Aquanode runs on a backend designed to manage the full deployment lifecycle between the user and the provider.
Backend
When a user requests a GPU, Aquanode acquires it on their behalf and then manages the deployment from provisioning to shutdown.
That flow is complex because each provider has different APIs, request formats, and lifecycle behavior. To handle this cleanly, the backend is split into two parts:
- An orchestrator that owns the deployment lifecycle
- Mjolnir, which translates standard backend requests into provider-specific actions
Once a VM is created, the orchestrator connects it to Ogre, our VM management daemon, to enable monitoring, backups, and the rest of the operational layer.
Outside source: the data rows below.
PR #515, opened 2026-02-20
Fix the order of vqf updates to the recommended order.

ksy2645:
The text may be awkward due to the use of a translator.

Issue: If the order is wrong, this will cause an issue where it updateAcc with the gyrQuat of the previous sample.

Reference:
  - [[VQF DOC - VQF class]](https://vqf.readthedocs.io/en/stable/ref_cpp.html#)

~~# Test Setup~~
~~**Device:** Chest tracker (LSM6DSR + MMC5603NJ)~~
~~**Magnetometer: OFF**~~

~~Gyro bias calibration logs:~~
```
[INFO ] [LSM6DSR:0] Calibrated gyro bias at 22.921875C: 10.919210 -13.017056 2.500000
[INFO ] [LSM6DSR:0] Calibrated gyro bias at 36.132812C: 11.463371 -14.227714 5.920565
```

~~# Test Method~~
~~1. Prepare a chest tracker with 2-point temperature gyro bias calibration (22.9°C and 36.13°C as shown above).~~
~~2. Power on the tracker and leave it resting flat for 30 seconds~~
~~  - Purpose: allow “rest” handling and any remaining gyro bias calibration to settle.~~
~~3. Wear it directly on bare skin and stay active for 30 minutes~~
~~  - Purpose: stabilize strap tension and bring the tracker to a realistic operating temperature.~~
~~4. Perform Full Reset → Body Reset.~~
~~5. Record and observe drift for 30 minutes on the Body Proportions screen.~~

~~# Result~~
~~Compared to the previous behavior, drift was reduced by approximately 1–2 degrees.~~

~~This isn’t a perfectly controlled test (human-body bias, strap tension, environment, etc.), but even considering those factors, the improvement looked significant in my use case.~~

~~I’m sharing this because I think it could also be beneficial to apply the same fix to the SlimeVR Tracker firmware.~~

BEFORE FIX
AFTER FIX

### DIFF
--- a/src/sensors/SensorFusion.cpp
+++ b/src/sensors/SensorFusion.cpp
@@ -7,8 +7,8 @@ void SensorFusion::update6D(
 	sensor_real_t Gxyz[3],
 	sensor_real_t deltat
 ) {
-	updateAcc(Axyz, deltat);
 	updateGyro(Gxyz, deltat);
+	updateAcc(Axyz, deltat);
 }
 
 void SensorFusion::update9D(
@@ -17,9 +17,9 @@ void SensorFusion::update9D(
 	sensor_real_t Mxyz[3],
 	sensor_real_t deltat
 ) {
-	updateMag(Mxyz, deltat);
-	updateAcc(Axyz, deltat);
 	updateGyro(Gxyz, deltat);
+	updateAcc(Axyz, deltat);
+	updateMag(Mxyz, deltat);
 }
 
 void SensorFusion::updateAcc(const sensor_real_t Axyz[3], sensor_real_t deltat) {


unlogisch04:
From my point of view: Change request is valid but it does not affect the sensor you did mention.

While i agree that this is technically wrong: comments on the source file: https://github.com/SlimeVR/SlimeVR-Tracker-ESP/blob/main/lib/vqf/vqf.h#L718-L748

I don't see any connection from this function to LSM6DSR.
It gets read from: https://github.com/SlimeVR/SlimeVR-Tracker-ESP/blob/main/src/sensors/softfusion/drivers/lsm6dsr.h#L118-L125

https://github.com/SlimeVR/SlimeVR-Tracker-ESP/blob/main/src/sensors/softfusion/drivers/lsm6ds-common.h#L57-L108
Where the order depends on the fifo:
```cpp
		std::array<uint8_t, FullFifoEntrySize * 8> read_buffer;  // max 8 readings
		const auto bytes_to_read = std::min(
									   static_cast<size_t>(read_buffer.size()),
									   static_cast<size_t>(fifo_bytes)
								   )
								 / FullFifoEntrySize * FullFifoEntrySize;
		m_RegisterInterface
			.readBytes(Regs::FifoData, bytes_to_read, read_buffer.data());
		for (auto i = 0u; i < bytes_to_read; i += FullFifoEntrySize) {
			FifoEntryAligned entry;
			uint8_t tag = read_buffer[i] >> 3;
			memcpy(
				entry.raw,
				&read_buffer[i + 0x1],
				sizeof(FifoEntryAligned)
			);  // skip fifo header

			switch (tag) {
				case 0x01:  // Gyro NC
					callbacks.processGyroSample(entry.xyz, GyrTs);
					break;
				case 0x02:  // Accel NC
					callbacks.processAccelSample(entry.xyz, AccTs);
					break;
				case 0x03:  // Temperature
					callbacks.processTempSample(entry.xyz[0], TempTs);
					break;
			}
		}
```

the callback leads then to https://github.com/SlimeVR/SlimeVR-Tracker-ESP/blob/main/src/sensors/softfusion/softfusionsensor.h#L122-L131
```cpp
	void processGyroSample(const RawSensorT xyz[3], const sensor_real_t timeDelta) {
		sensor_real_t gyroData[]
			= {static_cast<sensor_real_t>(xyz[0]),
			   static_cast<sensor_real_t>(xyz[1]),
			   static_cast<sensor_real_t>(xyz[2])};
		calibrator.scaleGyroSample(gyroData);
		m_fusion.updateGyro(gyroData, calibrator.getGyroTimestep());

		calibrator.provideGyroSample(xyz);
	}
```
The line calling the vqf in the updateGyro from Sensorfusion.cpp is the `m_fusion.updateGyro(gyroData, calibrator.getGyroTimestep());`

ksy2645:
I've verified that the code doesn't use that function. This is my mistake. Don't worry about the test results. I'll close this pull request.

From there, the backend keeps the deployment healthy with regular checks until the user closes it.
Mjolnir - Unified GPU API
Mjolnir started as a request-forwarding proxy, but it has grown into the provider-facing execution layer for Aquanode. It receives a standard request from the orchestrator, converts it into the provider-specific format, and sends it to the selected provider.
- Converts standard backend requests into provider-specific provisioning calls
- Handles integration across web2 datacenters, web3 networks, and community providers
- Returns control to the orchestrator once the requested VM is provisioned
Mjolnir is what lets the backend scale across providers without exposing that complexity to the rest of the system.
Themis - Reconciliation Service
After provisioning, Themis makes sure Aquanode's internal state stays aligned with what providers report through Mjolnir.
- Reconciles your account balance and resource usage against live provider data from Mjolnir
- Catches and corrects any drift before it affects billing or deployment state
- Ensures what you see on the Aquanode console always reflects reality
- Handles inconsistencies caused due to provider outage
Themis keeps the system financially and operationally consistent as deployments change over time.
Ogre - Worker Service
Once the orchestrator establishes a connection to the VM, Ogre takes over the machine-level operations needed to keep it usable.
- Continuously monitors GPU health and resource access across active VMs
- Collects and surfaces real-time metrics for your deployments
- Runs the underlying machinery for backups (automated and manual snapshots) and migrations (moving workloads across GPUs or providers)
- It is designed to be well-guarded, secure, and safe.
Ogre is the daemon that enables external control over the VM after it has been provisioned.
Together, the flow is straightforward: the orchestrator decides, Mjolnir provisions, Themis reconciles, and Ogre operates. That split is what allows Aquanode to support many providers while keeping the user-facing experience consistent.